(Dataset excerpts)
------------------------------------------------

PR #535, opened 2024-09-04
Remove incorrect privilege assert

PeterRugg:
The condition checks whether it's possible for a mode other than machine mode to take interrupts, but just because it can't, that doesn't mean we can never call this function while in another mode.
In particular, this causes a crash if you run with S mode disabled but U mode enabled, then mret to U mode without NExt.

### DIFF
--- a/model/riscv_sys_control.sail
+++ b/model/riscv_sys_control.sail
@@ -277,19 +277,28 @@ function dispatchInterrupt(priv : Privilege) -> option((InterruptType, Privilege
   /* If we don't have different privilege levels, we don't need to check delegation.
    * Absence of U-mode implies absence of S-mode.
    */
-  if not(extensionEnabled(Ext_U)) | (not(extensionEnabled(Ext_S)) & not(extensionEnabled(Ext_N))) then {
-    let enabled_pending = mip.bits & mie.bits;
-    match findPendingInterrupt(enabled_pending) {
-      Some(i) => let r = (i, Machine) in Some(r),
-      None()  => None()
-    }
-  } else {
+  let multipleModesSupported = extensionEnabled(Ext_U);
+  if not(multipleModesSupported) then {
+    assert(priv == Machine, "invalid current privilege")
+  };
+  /* Even with U-mode, we don't need to check delegation when M-mode is the only
+     one that can take interrupts, i.e. when we don't have S-mode and don't have
+     the N extension
+  */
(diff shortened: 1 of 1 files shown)


Alasdair (approved):

model/riscv_sys_control.sail
```diff
@@ -278,7 +278,6 @@ function dispatchInterrupt(priv : Privilege) -> option((InterruptType, Privilege
    * Absence of U-mode implies absence of S-mode.
```
Timmmm, line 278: I think the comment is a bit wrong and the check for S mode is redundant. Should it not be something like this?

```
// If we don't have S or N then interrupts cannot be delegated and must
// always be handled in machine mode.
if not(extensionEnabled(Ext_S)) & not(extensionEnabled(Ext_N) then {
  let enable_pending...
```

Removing the assertion looks correct to me. I would guess it was correct when written, and the not removed when N was added.

PeterRugg: Yeah, that was my interpretation as well. I'll reword the comment.

PeterRugg: The title of this PR is no longer accurate, but I think that has tidied up the function a lot.

model/riscv_sys_control.sail
```diff
@@ -277,21 +277,29 @@ function dispatchInterrupt(priv : Privilege) -> option((InterruptType, Privilege
...
+  if multipleModesSupported & delegationPossible then {
     match getPendingSet(priv) {
       None()      => None(),
       Some(ip, p) => match findPendingInterrupt(ip) {
                        None()  => None(),
                        Some(i) => let r = (i, p) in Some(r)
                      }
     }
+  } else {
+    let enabled_pending = mip.bits & mie.bits;
```
Timmmm, line 298: Maybe worth adding a comment to say this is a fast path for M-only CPUs, and isn't distinct behaviour from the other branch.

Timmmm: Yeah I don't think it needs to though - later in the function it correctly checks `if not(extensionEnabled(Ext_S)) `.

We probably also want `legalize_mideleg()` to hard-wire `mideleg` to 0 if S mode is not enabled, but I don't think it technically would break things.

I guess we can leave it for now anyway.

Timmmm (approved):

Timmmm:
Merging in a couple of days if nobody objects.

------------------------------------------------

◆ Task statement:
Copy out each line of the records that holds the string "dispatchInterrupt".

◆ The answer:
@@ -277,19 +277,28 @@ function dispatchInterrupt(priv : Privilege) -> option((InterruptType, Privilege
@@ -278,7 +278,6 @@ function dispatchInterrupt(priv : Privilege) -> option((InterruptType, Privilege
@@ -277,21 +277,29 @@ function dispatchInterrupt(priv : Privilege) -> option((InterruptType, Privilege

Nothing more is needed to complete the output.